Records excerpted from a collection
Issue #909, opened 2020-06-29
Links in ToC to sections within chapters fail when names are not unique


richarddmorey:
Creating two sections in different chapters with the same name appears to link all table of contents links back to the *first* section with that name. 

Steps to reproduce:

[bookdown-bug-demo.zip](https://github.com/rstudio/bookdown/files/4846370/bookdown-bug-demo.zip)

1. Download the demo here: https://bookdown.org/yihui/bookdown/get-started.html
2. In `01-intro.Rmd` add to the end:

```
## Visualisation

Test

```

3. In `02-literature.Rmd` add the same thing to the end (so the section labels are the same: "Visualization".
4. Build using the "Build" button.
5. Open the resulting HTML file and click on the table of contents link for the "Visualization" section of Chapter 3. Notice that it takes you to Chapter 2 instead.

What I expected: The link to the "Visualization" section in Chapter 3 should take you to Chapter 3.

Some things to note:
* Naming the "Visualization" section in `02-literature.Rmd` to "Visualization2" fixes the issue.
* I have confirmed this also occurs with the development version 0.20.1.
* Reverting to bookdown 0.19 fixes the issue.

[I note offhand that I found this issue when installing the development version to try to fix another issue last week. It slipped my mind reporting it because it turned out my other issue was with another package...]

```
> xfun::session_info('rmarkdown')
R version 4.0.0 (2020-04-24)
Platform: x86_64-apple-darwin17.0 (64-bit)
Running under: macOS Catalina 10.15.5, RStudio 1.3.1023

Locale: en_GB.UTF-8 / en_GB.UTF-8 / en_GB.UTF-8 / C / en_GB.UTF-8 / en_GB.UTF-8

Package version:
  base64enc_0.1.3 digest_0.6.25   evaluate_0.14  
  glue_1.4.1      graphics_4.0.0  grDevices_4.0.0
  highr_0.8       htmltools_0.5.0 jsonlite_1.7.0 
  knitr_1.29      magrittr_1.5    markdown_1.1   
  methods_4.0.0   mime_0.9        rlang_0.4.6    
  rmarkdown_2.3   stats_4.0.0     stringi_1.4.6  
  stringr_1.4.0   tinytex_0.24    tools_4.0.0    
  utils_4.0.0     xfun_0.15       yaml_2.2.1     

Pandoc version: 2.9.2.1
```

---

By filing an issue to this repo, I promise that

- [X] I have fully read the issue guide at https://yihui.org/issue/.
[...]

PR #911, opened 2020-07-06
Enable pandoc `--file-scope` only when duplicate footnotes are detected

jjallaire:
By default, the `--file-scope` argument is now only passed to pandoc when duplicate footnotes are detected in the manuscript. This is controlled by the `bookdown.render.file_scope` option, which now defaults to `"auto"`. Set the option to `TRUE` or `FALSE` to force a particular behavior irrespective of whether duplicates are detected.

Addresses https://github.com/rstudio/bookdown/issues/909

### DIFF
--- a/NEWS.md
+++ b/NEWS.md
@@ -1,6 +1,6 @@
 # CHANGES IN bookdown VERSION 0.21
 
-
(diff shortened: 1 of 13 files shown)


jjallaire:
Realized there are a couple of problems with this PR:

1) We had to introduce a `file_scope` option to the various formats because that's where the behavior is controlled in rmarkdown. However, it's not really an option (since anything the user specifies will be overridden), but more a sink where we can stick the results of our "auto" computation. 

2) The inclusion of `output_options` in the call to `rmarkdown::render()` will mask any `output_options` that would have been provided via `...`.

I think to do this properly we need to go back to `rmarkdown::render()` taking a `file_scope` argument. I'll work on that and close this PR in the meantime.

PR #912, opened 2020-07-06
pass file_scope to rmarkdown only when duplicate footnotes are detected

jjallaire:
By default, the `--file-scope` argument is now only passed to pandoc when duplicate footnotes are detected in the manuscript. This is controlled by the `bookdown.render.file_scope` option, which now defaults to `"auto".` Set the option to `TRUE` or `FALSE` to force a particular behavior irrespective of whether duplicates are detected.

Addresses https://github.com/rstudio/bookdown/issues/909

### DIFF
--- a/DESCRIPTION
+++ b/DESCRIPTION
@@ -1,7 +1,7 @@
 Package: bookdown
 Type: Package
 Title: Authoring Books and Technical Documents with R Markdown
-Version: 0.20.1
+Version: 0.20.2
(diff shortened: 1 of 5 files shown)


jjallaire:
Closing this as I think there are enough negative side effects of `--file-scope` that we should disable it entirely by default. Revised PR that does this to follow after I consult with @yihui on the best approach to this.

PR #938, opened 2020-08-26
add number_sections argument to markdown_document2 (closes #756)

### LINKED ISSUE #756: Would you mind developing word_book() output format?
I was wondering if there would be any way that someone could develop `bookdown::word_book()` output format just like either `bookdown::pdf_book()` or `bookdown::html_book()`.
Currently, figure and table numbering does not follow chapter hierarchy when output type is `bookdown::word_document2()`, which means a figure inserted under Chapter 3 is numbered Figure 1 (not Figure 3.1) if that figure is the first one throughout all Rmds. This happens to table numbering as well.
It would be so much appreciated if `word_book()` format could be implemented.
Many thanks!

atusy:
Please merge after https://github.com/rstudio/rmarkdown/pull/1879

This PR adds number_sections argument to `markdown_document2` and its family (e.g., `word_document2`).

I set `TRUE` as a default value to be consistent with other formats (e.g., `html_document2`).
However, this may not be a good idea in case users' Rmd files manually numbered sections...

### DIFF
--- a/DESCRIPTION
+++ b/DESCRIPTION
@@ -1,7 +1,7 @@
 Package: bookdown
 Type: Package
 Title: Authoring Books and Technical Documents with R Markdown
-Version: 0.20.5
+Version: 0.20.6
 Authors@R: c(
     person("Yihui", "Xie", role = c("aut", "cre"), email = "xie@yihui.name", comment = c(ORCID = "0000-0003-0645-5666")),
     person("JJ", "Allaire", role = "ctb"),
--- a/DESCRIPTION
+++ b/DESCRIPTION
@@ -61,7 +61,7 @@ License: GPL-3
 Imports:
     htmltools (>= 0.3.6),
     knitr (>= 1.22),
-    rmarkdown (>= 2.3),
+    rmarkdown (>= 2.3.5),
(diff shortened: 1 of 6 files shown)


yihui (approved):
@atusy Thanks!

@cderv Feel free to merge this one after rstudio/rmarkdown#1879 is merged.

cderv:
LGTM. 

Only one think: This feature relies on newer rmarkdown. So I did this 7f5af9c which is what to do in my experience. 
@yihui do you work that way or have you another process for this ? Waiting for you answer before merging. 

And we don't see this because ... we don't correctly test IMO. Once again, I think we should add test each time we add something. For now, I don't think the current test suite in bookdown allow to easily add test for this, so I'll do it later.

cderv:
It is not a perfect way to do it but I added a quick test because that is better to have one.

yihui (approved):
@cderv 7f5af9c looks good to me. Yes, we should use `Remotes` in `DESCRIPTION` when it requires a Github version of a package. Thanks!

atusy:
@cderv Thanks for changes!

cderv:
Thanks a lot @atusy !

What is required
Output the records above precisely.

Answer box
Issue #909, opened 2020-06-29
Links in ToC to sections within chapters fail when names are not unique


richarddmorey:
Creating two sections in different chapters with the same name appears to link all table of contents links back to the *first* section with that name. 

Steps to reproduce:

[bookdown-bug-demo.zip](https://github.com/rstudio/bookdown/files/4846370/bookdown-bug-demo.zip)

1. Download the demo here: https://bookdown.org/yihui/bookdown/get-started.html
2. In `01-intro.Rmd` add to the end:

```
## Visualisation

Test

```

3. In `02-literature.Rmd` add the same thing to the end (so the section labels are the same: "Visualization".
4. Build using the "Build" button.
5. Open the resulting HTML file and click on the table of contents link for the "Visualization" section of Chapter 3. Notice that it takes you to Chapter 2 instead.

What I expected: The link to the "Visualization" section in Chapter 3 should take you to Chapter 3.

Some things to note:
* Naming the "Visualization" section in `02-literature.Rmd` to "Visualization2" fixes the issue.
* I have confirmed this also occurs with the development version 0.20.1.
* Reverting to bookdown 0.19 fixes the issue.

[I note offhand that I found this issue when installing the development version to try to fix another issue last week. It slipped my mind reporting it because it turned out my other issue was with another package...]

```
> xfun::session_info('rmarkdown')
R version 4.0.0 (2020-04-24)
Platform: x86_64-apple-darwin17.0 (64-bit)
Running under: macOS Catalina 10.15.5, RStudio 1.3.1023

Locale: en_GB.UTF-8 / en_GB.UTF-8 / en_GB.UTF-8 / C / en_GB.UTF-8 / en_GB.UTF-8

Package version:
  base64enc_0.1.3 digest_0.6.25   evaluate_0.14  
  glue_1.4.1      graphics_4.0.0  grDevices_4.0.0
  highr_0.8       htmltools_0.5.0 jsonlite_1.7.0 
  knitr_1.29      magrittr_1.5    markdown_1.1   
  methods_4.0.0   mime_0.9        rlang_0.4.6    
  rmarkdown_2.3   stats_4.0.0     stringi_1.4.6  
  stringr_1.4.0   tinytex_0.24    tools_4.0.0    
  utils_4.0.0     xfun_0.15       yaml_2.2.1     

Pandoc version: 2.9.2.1
```

---

By filing an issue to this repo, I promise that

- [X] I have fully read the issue guide at https://yihui.org/issue/.
[...]

PR #911, opened 2020-07-06
Enable pandoc `--file-scope` only when duplicate footnotes are detected

jjallaire:
By default, the `--file-scope` argument is now only passed to pandoc when duplicate footnotes are detected in the manuscript. This is controlled by the `bookdown.render.file_scope` option, which now defaults to `"auto"`. Set the option to `TRUE` or `FALSE` to force a particular behavior irrespective of whether duplicates are detected.

Addresses https://github.com/rstudio/bookdown/issues/909

### DIFF
--- a/NEWS.md
+++ b/NEWS.md
@@ -1,6 +1,6 @@
 # CHANGES IN bookdown VERSION 0.21
 
-
(diff shortened: 1 of 13 files shown)


jjallaire:
Realized there are a couple of problems with this PR:

1) We had to introduce a `file_scope` option to the various formats because that's where the behavior is controlled in rmarkdown. However, it's not really an option (since anything the user specifies will be overridden), but more a sink where we can stick the results of our "auto" computation. 

2) The inclusion of `output_options` in the call to `rmarkdown::render()` will mask any `output_options` that would have been provided via `...`.

I think to do this properly we need to go back to `rmarkdown::render()` taking a `file_scope` argument. I'll work on that and close this PR in the meantime.

PR #912, opened 2020-07-06
pass file_scope to rmarkdown only when duplicate footnotes are detected

jjallaire:
By default, the `--file-scope` argument is now only passed to pandoc when duplicate footnotes are detected in the manuscript. This is controlled by the `bookdown.render.file_scope` option, which now defaults to `"auto".` Set the option to `TRUE` or `FALSE` to force a particular behavior irrespective of whether duplicates are detected.

Addresses https://github.com/rstudio/bookdown/issues/909

### DIFF
--- a/DESCRIPTION
+++ b/DESCRIPTION
@@ -1,7 +1,7 @@
 Package: bookdown
 Type: Package
 Title: Authoring Books and Technical Documents with R Markdown
-Version: 0.20.1
+Version: 0.20.2
(diff shortened: 1 of 5 files shown)


jjallaire:
Closing this as I think there are enough negative side effects of `--file-scope` that we should disable it entirely by default. Revised PR that does this to follow after I consult with @yihui on the best approach to this.

PR #938, opened 2020-08-26
add number_sections argument to markdown_document2 (closes #756)

### LINKED ISSUE #756: Would you mind developing word_book() output format?
I was wondering if there would be any way that someone could develop `bookdown::word_book()` output format just like either `bookdown::pdf_book()` or `bookdown::html_book()`.
Currently, figure and table numbering does not follow chapter hierarchy when output type is `bookdown::word_document2()`, which means a figure inserted under Chapter 3 is numbered Figure 1 (not Figure 3.1) if that figure is the first one throughout all Rmds. This happens to table numbering as well.
It would be so much appreciated if `word_book()` format could be implemented.
Many thanks!

atusy:
Please merge after https://github.com/rstudio/rmarkdown/pull/1879

This PR adds number_sections argument to `markdown_document2` and its family (e.g., `word_document2`).

I set `TRUE` as a default value to be consistent with other formats (e.g., `html_document2`).
However, this may not be a good idea in case users' Rmd files manually numbered sections...

### DIFF
--- a/DESCRIPTION
+++ b/DESCRIPTION
@@ -1,7 +1,7 @@
 Package: bookdown
 Type: Package
 Title: Authoring Books and Technical Documents with R Markdown
-Version: 0.20.5
+Version: 0.20.6
 Authors@R: c(
     person("Yihui", "Xie", role = c("aut", "cre"), email = "xie@yihui.name", comment = c(ORCID = "0000-0003-0645-5666")),
     person("JJ", "Allaire", role = "ctb"),
--- a/DESCRIPTION
+++ b/DESCRIPTION
@@ -61,7 +61,7 @@ License: GPL-3
 Imports:
     htmltools (>= 0.3.6),
     knitr (>= 1.22),
-    rmarkdown (>= 2.3),
+    rmarkdown (>= 2.3.5),
(diff shortened: 1 of 6 files shown)


yihui (approved):
@atusy Thanks!

@cderv Feel free to merge this one after rstudio/rmarkdown#1879 is merged.

cderv:
LGTM. 

Only one think: This feature relies on newer rmarkdown. So I did this 7f5af9c which is what to do in my experience. 
@yihui do you work that way or have you another process for this ? Waiting for you answer before merging. 

And we don't see this because ... we don't correctly test IMO. Once again, I think we should add test each time we add something. For now, I don't think the current test suite in bookdown allow to easily add test for this, so I'll do it later.

cderv:
It is not a perfect way to do it but I added a quick test because that is better to have one.

yihui (approved):
@cderv 7f5af9c looks good to me. Yes, we should use `Remotes` in `DESCRIPTION` when it requires a Github version of a package. Thanks!

atusy:
@cderv Thanks for changes!

cderv:
Thanks a lot @atusy !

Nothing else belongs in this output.